→ **ASSIGNED TASK**
Repeat verbatim, and only, the lines of the data below, beginning at the line that contains "Stringify gpg completions" and stopping after the line that contains "-l __uid (string".

→ **GIVEN RECORDS**
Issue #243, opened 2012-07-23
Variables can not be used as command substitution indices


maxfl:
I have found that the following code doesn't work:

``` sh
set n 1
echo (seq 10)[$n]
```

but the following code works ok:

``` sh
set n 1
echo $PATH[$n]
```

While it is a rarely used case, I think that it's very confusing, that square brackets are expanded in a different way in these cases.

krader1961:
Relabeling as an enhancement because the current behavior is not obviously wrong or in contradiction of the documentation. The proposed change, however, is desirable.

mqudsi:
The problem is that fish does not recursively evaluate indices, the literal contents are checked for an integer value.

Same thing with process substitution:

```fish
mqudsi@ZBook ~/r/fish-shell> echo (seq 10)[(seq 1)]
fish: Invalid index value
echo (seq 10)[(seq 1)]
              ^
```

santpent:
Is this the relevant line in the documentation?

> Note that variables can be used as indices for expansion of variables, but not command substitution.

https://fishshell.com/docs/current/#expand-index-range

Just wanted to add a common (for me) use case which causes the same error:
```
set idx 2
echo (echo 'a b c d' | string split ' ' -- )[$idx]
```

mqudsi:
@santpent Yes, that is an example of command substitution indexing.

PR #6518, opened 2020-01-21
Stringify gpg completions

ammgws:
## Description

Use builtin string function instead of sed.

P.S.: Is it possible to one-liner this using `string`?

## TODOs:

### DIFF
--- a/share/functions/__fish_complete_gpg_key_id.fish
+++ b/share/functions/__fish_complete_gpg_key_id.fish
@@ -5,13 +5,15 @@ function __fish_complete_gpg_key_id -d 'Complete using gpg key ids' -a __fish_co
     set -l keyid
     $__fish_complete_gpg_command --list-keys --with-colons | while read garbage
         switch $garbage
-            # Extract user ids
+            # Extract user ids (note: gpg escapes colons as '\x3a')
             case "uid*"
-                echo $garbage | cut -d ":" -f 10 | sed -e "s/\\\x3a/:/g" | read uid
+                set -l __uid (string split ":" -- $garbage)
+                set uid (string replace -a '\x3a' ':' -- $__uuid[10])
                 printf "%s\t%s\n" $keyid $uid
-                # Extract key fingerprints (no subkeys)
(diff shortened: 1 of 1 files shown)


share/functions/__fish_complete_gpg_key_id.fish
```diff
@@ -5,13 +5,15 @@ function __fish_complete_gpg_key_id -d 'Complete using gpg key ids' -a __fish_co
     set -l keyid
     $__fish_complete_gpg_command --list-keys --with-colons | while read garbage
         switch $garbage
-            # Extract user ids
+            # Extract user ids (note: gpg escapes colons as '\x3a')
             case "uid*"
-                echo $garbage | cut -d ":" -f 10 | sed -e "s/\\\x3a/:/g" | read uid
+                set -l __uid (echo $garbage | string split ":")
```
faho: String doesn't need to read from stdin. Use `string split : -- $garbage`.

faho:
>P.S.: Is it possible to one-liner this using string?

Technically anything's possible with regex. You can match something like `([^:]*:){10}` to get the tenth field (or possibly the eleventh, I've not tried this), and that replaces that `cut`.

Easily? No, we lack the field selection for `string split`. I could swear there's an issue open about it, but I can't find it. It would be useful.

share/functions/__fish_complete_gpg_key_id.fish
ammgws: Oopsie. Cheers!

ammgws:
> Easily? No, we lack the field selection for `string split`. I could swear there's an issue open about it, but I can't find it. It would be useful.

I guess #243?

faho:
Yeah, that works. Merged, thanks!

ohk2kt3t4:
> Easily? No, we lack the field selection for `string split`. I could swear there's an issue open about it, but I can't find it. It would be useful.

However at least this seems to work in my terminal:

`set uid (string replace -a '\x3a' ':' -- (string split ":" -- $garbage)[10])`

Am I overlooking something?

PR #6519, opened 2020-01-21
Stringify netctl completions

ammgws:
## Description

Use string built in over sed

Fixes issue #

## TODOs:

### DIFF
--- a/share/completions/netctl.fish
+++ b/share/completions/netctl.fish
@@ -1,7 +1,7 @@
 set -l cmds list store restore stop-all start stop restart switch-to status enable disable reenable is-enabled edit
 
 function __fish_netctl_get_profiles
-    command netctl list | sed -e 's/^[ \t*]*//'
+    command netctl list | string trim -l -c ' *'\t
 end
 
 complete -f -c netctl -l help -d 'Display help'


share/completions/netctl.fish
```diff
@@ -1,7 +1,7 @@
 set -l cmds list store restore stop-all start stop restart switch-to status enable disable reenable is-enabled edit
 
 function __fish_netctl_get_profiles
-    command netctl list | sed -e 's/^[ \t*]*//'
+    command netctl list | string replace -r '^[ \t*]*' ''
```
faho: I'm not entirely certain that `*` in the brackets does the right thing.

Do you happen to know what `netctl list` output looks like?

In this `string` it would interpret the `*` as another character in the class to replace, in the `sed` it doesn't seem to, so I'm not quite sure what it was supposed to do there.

→ **RESPONSE**
Stringify gpg completions

ammgws:
## Description

Use builtin string function instead of sed.

P.S.: Is it possible to one-liner this using `string`?

## TODOs:

### DIFF
--- a/share/functions/__fish_complete_gpg_key_id.fish
+++ b/share/functions/__fish_complete_gpg_key_id.fish
@@ -5,13 +5,15 @@ function __fish_complete_gpg_key_id -d 'Complete using gpg key ids' -a __fish_co
     set -l keyid
     $__fish_complete_gpg_command --list-keys --with-colons | while read garbage
         switch $garbage
-            # Extract user ids
+            # Extract user ids (note: gpg escapes colons as '\x3a')
             case "uid*"
-                echo $garbage | cut -d ":" -f 10 | sed -e "s/\\\x3a/:/g" | read uid
+                set -l __uid (string split ":" -- $garbage)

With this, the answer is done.